It is very possible that you learned it differently and I have no doubt that you know how to side kick and you know how to properly teach a side kick. But keep in mind that SGM Parker taught everything in a methodical and logical order. Students in Parker Kenpo have previously learned 3 forms, Shrt 1, Lng 1, Shrt 2, without doing any kicks. The left side kick is the very first kick in a Parker form that you learn and execute. 

Can the side kick be chambered next to the knee? Yes. Is it supposed to be chambered next to the supporting leg knee in Long 2? NO! In Long Form 2, the snapping side kick is taught to show and teach the student the relationship between the hand and foot. That is why the side kick snaps out just like the  left verticle punch does. 

Like I said, you can change how the leg is chambered, but then that changes the principle Mr. Parker was teaching  here. Again, the side kick in Long Form 2, is the very first kick the Parker Kenpo student learns in a FORM. For this side kick in THIS form, the student is suppose to learn, see, realize, understand, the relationship of the hand and the foot. More specifically, the relationship between the SNAPPING verticle punch and the SNAPPING side kick. That is one of the reasons they are executed together. The student should be in a left neutral bow facing 9 o'clock. The snapping verticle punch is originating from a position similar to a boxers. The left hand is up by the face and the left elbow is pointed down towards your left hip. (kind of like the verticle outward block postion previously done) The kick should "jab" out from the point of origin. Chambering this particular type of side kick to your supporting legs knee would "telegraph" your intent and change its method of execution. The knee lifts straight up from the neutral bow position and the side kick hinges or snaps out. It is a low kick. It is not a high. It is not even a waiste or belt level kick. Maybe to some, what I described is a type of chamber. I see it differently.

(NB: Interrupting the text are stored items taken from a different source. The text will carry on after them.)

PR #1051, opened 2026-06-18
VC3D: add horizontal flip to the surface rotation transform

LubuSeb:
Related to #370

The existing VC3D transform on `main` already provides arbitrary rotation preview and Apply. This follow-up adds horizontal flip to the same `Actions > Transforms > Rotate` workflow.

For ordinary single-page TIFF surfaces, Apply safely persists rotation followed by horizontal flip. For multipage mask inputs or surfaces with non-empty components, Apply is blocked before destructive persistence. Focused tests cover transform order and path restoration, compatibility detection, and selection clearing.

## Real-scroll evidence

Captured with the rebased VC3D binary built from source commit `b5e4fd30f1711ede4ddc0dda78b08e25639a4220`, using the [official Open Data manifest](https://vesuvius-challenge-open-data.s3.us-east-1.amazonaws.com/metadata.json): sample `PHerc0800`, volume `20250521135224`, segment `20251028220955` ([source TIFXYZ](https://vesuvius-challenge-open-data.s3.us-east-1.amazonaws.com/PHerc0800/segments/20251028220955-auto_grown_20251028220955262/mesh/intermediate/tifxyz_original/x.tif)).

| Original | Preview: 37° + horizontal flip | Persisted after Apply |
| --- | --- | --- |
| Original real-scroll surface | Real-scroll transform preview | Persisted real-scroll transform |

The materialized coordinate files changed on Apply while their provenance file did not:

- `catalog-origin.json`: `f5d24ba3…` → `f5d24ba3…` (unchanged)
- `x.tif`: `faccfaac…` → `9dd25200…`
- `y.tif`: `0477c43c…` → `fb504ba6…`
- `z.tif`: `df09bbae…` → `44c0bdf6…`

## Validation

- Rebased cleanly onto `main` at `93d939acdf0c238a284ba0ce0b746748ddda892f`.
- GCC 15.2.0 release build: all 152 CTest tests passed, including `surface_rotation_transform`.
- Clang 21.1.8 release build succeeded; 151/152 CTest tests passed, including `surface_rotation_transform`. The sole failure was an unrelated `test_zarr_chunk_fetcher` temp-cache cleanup race, reproduced across isolated reruns with different `.tmp` files and subcases.
- `git diff --check` passes.

AI-assisted tooling was used for implementation and validation. No bounty claim is attached to this follow-up.

Issue #370, opened 2025-09-05
VC3D - Rotate and flip surface view


SuperOptimizer:
Purpose: this would allow for clearer inspection of the surface and/or ink predictions in VC3D.

Suggested Implementation: 'r' to rotate surface view clockwise 90 degrees, 'f' to flip surface view horizontally.

https://github.com/ScrollPrize/volume-cartographer/issues/44

giorgioangel:
@bruniss is this still a issue?

PR #1570, opened 2026-08-22
VC3D: add horizontal flip to the surface rotation transform

LubuSeb:
Related to #370

Supersedes #1051, which GitHub would not reopen after its closed head branch was rebased.

The existing VC3D transform on `main` already provides arbitrary rotation preview and Apply. This follow-up adds horizontal flip to the same `Actions > Transforms > Rotate` workflow.

For ordinary single-page TIFF surfaces, Apply persists rotation followed by horizontal flip. For immutable Open Data catalog segments, opening the transform first asks the user to create or choose an editable copy; the catalog cache remains unchanged. Apply also checks the source again before writing. Multipage or unreadable mask TIFFs and surfaces with disconnected component ranges remain previewable, but Apply is disabled.

The persistence gate inspects the actual TIFF directory count of both `mask.tif` and legacy `multilayer_mask.tif` inputs. Single-page files remain supported.

## Real-scroll evidence

These captures were made with the earlier `b5e4fd30f1711ede4ddc0dda78b08e25639a4220` build using the [official Open Data manifest](https://vesuvius-challenge-open-data.s3.us-east-1.amazonaws.com/metadata.json): sample `PHerc0800`, volume `20250521135224`, segment `20251028220955` ([source TIFXYZ](https://vesuvius-challenge-open-data.s3.us-east-1.amazonaws.com/PHerc0800/segments/20251028220955-auto_grown_20251028220955262/mesh/intermediate/tifxyz_original/x.tif)). They demonstrate the transform output and predate the current immutable-catalog editable-copy behavior.

| Original | Preview: 37° + horizontal flip | Transformed result after Apply (earlier build) |
| --- | --- | --- |
| Original real-scroll surface | Real-scroll transform preview | Transformed real-scroll result |

## Validation (refreshed September 12, 2026)

- Merged current `main` at `be09a85035059fd83471b1632b5898c62f2c65b1`; final head is `b9df0224c408e9a1b6af298a4e25e8b0f2144302`.
- GCC 15.2.0 Release: VC3D and all configured test targets built successfully.
- A fresh full CTest rerun passed 163/163. An earlier run hit the existing `test_zarr_chunk_fetcher` temporary-cache cleanup race; that result is retained in the local evidence.
- All 11 focused transform, Open Data manifest, VC settings, and QuadSurface persistence tests passed.
- `git diff --check` passes.

[Earlier September 8 validation source and logs](https://gist.github.com/LubuSeb/97f52155eda6d7c793d73d0ecb207dd4) cover the real-scroll fixture integration, offscreen startup, and agent-bridge smoke on the previous `c128bb5` head.

AI-assisted tooling was used for implementation and validation. No bounty claim is attached to this follow-up.


LubuSeb:
@bruniss This supersedes #1051 after GitHub refused to reopen its rebased closed head. It is rebased onto current main, includes official-catalog real-scroll before/preview/after-Apply evidence, and the transform test passes under both GCC and Clang. Could a maintainer please add the `keep-open` label and review it?

Bullo27:
### Independent verification on a third toolchain, plus one finding on the Apply gate

Built and tested this PR head (`3f768a14b`) as-is on a toolchain different from both in the description — GCC 13.3.0, CMake 3.28.3, Ubuntu 24.04:

- `ninja` clean; `ctest -j6` → **152/152 passed**, including `surface_rotation_transform` (test #144). That matches the GCC result you reported. The `test_zarr_chunk_fetcher` cleanup race did not reproduce here.

#### The flip itself checks out

I compared what this PR persists against the existing H Flip in the Surfaces panel (`SegmentationCommandHandler::onFlipSurface`, which calls the same `QuadSurface::flipV()` with `path` left intact). Same segment, angle 0 + flip, with `approval.tif` and `generations.tif` sidecars present:

- `x.tif` / `y.tif` / `z.tif` — byte-identical between the two paths
- `approval.tif` / `generations.tif` — **pixel-identical**, and both equal `flip(original)`. The raw bytes differ only in encoding: the existing path re-encodes through `cv::imwrite` (LZW), this PR's goes through `writeChannelFile` → uncompressed, which is the tifxyz convention.

So hiding `surface.path` in `applyInMemory()` does the right thing. `cloneSurface()` has already materialized every channel, so they get flipped in memory and rewritten by `saveOverwrite()`, and preview no longer rewrites disk sidecars on every dial tick.

#### Finding: the gate keys on a filename nothing in the repo writes

On `main` at `93d939acd`, `multilayer_mask` occurs in the entire tree in exactly one file, twice — both *reads*:

```
core/src/QuadSurface.cpp:3065   flipMultiLayerTiff(path / "multilayer_mask.tif", flipCode);  // flipU
core/src/QuadSurface.cpp:3094   flipMultiLayerTiff(path / "multilayer_mask.tif", flipCode);  // flipV
```

Nothing creates `multilayer_mask.tif`. The multipage mask this repo actually produces is **`<segment>/mask.tif`**:

- `vc_create_segment_mask` (built at `apps/CMakeLists.txt:195`) defaults to `mask_path = seg_path / "mask.tif"` (line 63) and, when given a volume, writes two layers `{mask, img}` via `cv::imwritemulti` (lines 105–106).
- `QuadSurface::writeValidMask(img)` writes the same two-layer structure to the same path (`QuadSurface.cpp:1201`).

Measured with this PR's own `SurfaceRotationTransform.hpp`, unmodified:

| segment | `hasMultipageMask` | Apply | outcome |
|---|---|---|---|
| 2-page `mask.tif` | `false` | **runs** | `mask.tif` **2 pages → 1** |
| `multilayer_mask.tif`, 2 pages | `true` | blocked | — |
| `multilayer_mask.tif`, 1 page | `true` | blocked | nothing was at risk |

Row 1 is the exact case the gate is meant to catch: `cloneSurface()` pulls every channel through `QuadSurface::channel()`, which keeps only `layers[0]` of a multipage TIFF, and `writeDataToDirectory()` then writes it back as a single page. Row 3 shows the test is name-based rather than page-count-based, so it also blocks a single-page file where nothing is at risk.

To be clear about what this is and isn't: it is **not** introduced by this PR. The same truncation happens on `main` today through rotate-only Apply — I measured a 3-page sidecar going 3 → 1 through `cloneSurface()` + `rotate()` + `saveOverwrite()` with no flip involved. It is also recoverable, since `saveOverwrite()` snapshots to `backups/<segment>/0/` first. The consequence for this PR is narrower: the safety property in the description ("For multipage mask inputs ... Apply is blocked") does not currently engage for any segment this repo produces, because the guard inherits the `multilayer_mask.tif` name from the pre-existing `flipU`/`flipV` code.

Suggested fix: key the check on the page count of `mask.tif` instead of the presence of `multilayer_mask.tif` — `TIFFNumberOfDirectories` (libtiff is already linked here) or `cv::imreadmulti`.

#### Minor

The flip checkbox is disabled whenever the gate trips (`checkbox->setEnabled(available)`), so flip *preview* is unavailable on those surfaces even though preview never touches disk. The docs only promise rotation preview, so the code is self-consistent — but if the intent was "preview anything, persist only what's safe", the checkbox could stay live with only Apply gated.

The repro for the table is a short file that includes the PR header and links `vc_core`; happy to post it if useful.

---
*Verification performed by Claude (AI agent) on behalf of @Bullo27. Every number above is measured on this machine rather than inferred, and the build plus the three gate cases are reproducible from a clean checkout.*

LubuSeb:
@Bullo27 Thanks — the finding was correct. I updated the gate to inspect the actual TIFF directory count of both `mask.tif` and legacy `multilayer_mask.tif`, fail closed for unreadable masks, and leave rotation/flip preview enabled while disabling only Apply. The focused test now creates real one- and two-page TIFFs for both filenames. Current head `0bb86af` passes the full GCC 15.2.0 and Clang 21.1.8 release suites, 152/152 in each.

Bullo27:
Confirmed on `0bb86af27` — the fix holds. Re-ran the same probe against your updated `SurfaceRotationTransform.hpp`, unmodified:

| segment | `allowed()` | |
|---|---|---|
| 2-page `mask.tif` | blocked | the case that got through before |
| 1-page `mask.tif` | allowed | ordinary segment, no over-block |
| 2-page `multilayer_mask.tif` | blocked | legacy name still covered |
| 1-page `multilayer_mask.tif` | allowed | old name-based over-block gone |
| no mask | allowed | |
| unreadable `mask.tif` | blocked | `maskInspectionFailed` fails closed |

Two extra checks: the block is load-bearing (with the gate honoured, the 2-page `mask.tif` still has both pages after an attempted Apply), and an ordinary 1-page segment still transforms end-to-end — flip-only Apply leaves `mask.tif` at one page and byte-equal to `flip(original)`.

Build on my side (GCC 13.3.0, a third toolchain): **152/152**, including the reworked `surface_rotation_transform`.

One thing I checked before mentioning it, since the gate now runs two `TIFFOpen` + `TIFFNumberOfDirectories` calls per `updatePreview()` rather than one `exists()`: the added cost is 0.12–0.28 ms per call even with a 64-page mask, i.e. under 2% of a 60 fps frame. Not a concern for dial dragging — flagging only so nobody else has to wonder.

Keeping `mask.tif` and the legacy name both inspected, and leaving preview enabled while gating only Apply, both look right to me.

---
*Verification by Claude (AI agent) on behalf of @Bullo27; measured on this machine against your current head.*

LubuSeb:
@bruniss Following up because this replacement carries the Actions > Transforms > Rotate preview/Apply design you requested on #1051. Current head 0bb86af includes the multipage-mask safety correction and was independently verified by @Bullo27 with 152/152 tests on a third toolchain. GitHub will not permit this external PR author to add you as a formal reviewer; could you take a look, approve the pending workflows, and add keep-open if review needs more time?

LubuSeb:
@bruniss @hendrikschilling I've refreshed this onto current main (`d8c5f48`); the PR head is now `c128bb5`.

Fresh GCC Release validation:
- VC3D builds successfully. CTest passed 158/159 initially; the Zarr temporary-cache cleanup failure passed three isolated reruns.
- All nine focused transform/surface tests passed. Eight real-scroll fixture cases also passed with both one and four threads, checking preview leaves files untouched, saved geometry/channels reload correctly, and unsafe mask/component inputs are blocked from persistence.
- Normal offscreen startup and all 55 agent-bridge smoke checks passed.

[Validation source, logs, and limitations](https://gist.github.com/LubuSeb/97f52155eda6d7c793d73d0ecb207dd4) are available, and the PR description has been updated.

Could you review the current revision and approve the upstream workflows? A `keep-open` label while review is pending would also prevent automatic closure. Thanks!

hendrikschilling:
looks fine - update resolving the conflicts that I can merge it.

LubuSeb:
Updated. conflicts are sorted. i also aligned open data catalog transforms with main's editable-copy flow. fresh gcc release build + 163/163 tests pass.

I have used the method described by Mr. Roberston, to help teach side kicks. But not for the kind of side kick employed in Long Form 2.

Yours in Kenpo,
Teej


----------



## rmcrobertson

Sorry, but that side kick in Long 2 is suppoosed to back up a student's education in how to side kick, and is taught with a chamber to emphasize: a) proper shaping of the weapon; b) strong stance/balance; c) pivoting on the support leg and good hip rotation; d) developing the leg's, "return," muscles in the kick.

I don't think that the foot should chamber to knee height, no, but to the calf with the toe down in this form. I'd also point out that while the kick is indeed supposed to be kept in relation with the hand, this relation seems to be enacted as a chambering of upper and lower case at the same time. Yes, it's a low kick--a snapping, knife-edge side-kick to (as one good choice) the shin against an opponent who's fairly close--and it's accompanied with a short, jabbing vertical punch.

It has been my observation that students who don't do the kick that way tend to, "lurch," into it. I don't think "telegraphing," is the issue here--where you consider telegraphing, I consider an erasure of an application or three. I mean, do you also eliminate the, "C," steps that take you into the reverse bows/neutral bows that go to first nine, and then three?

Incidentally, I'd also thought that Kicking Set was taught before Long 2, and that set certainly has a coupla side kicks in it.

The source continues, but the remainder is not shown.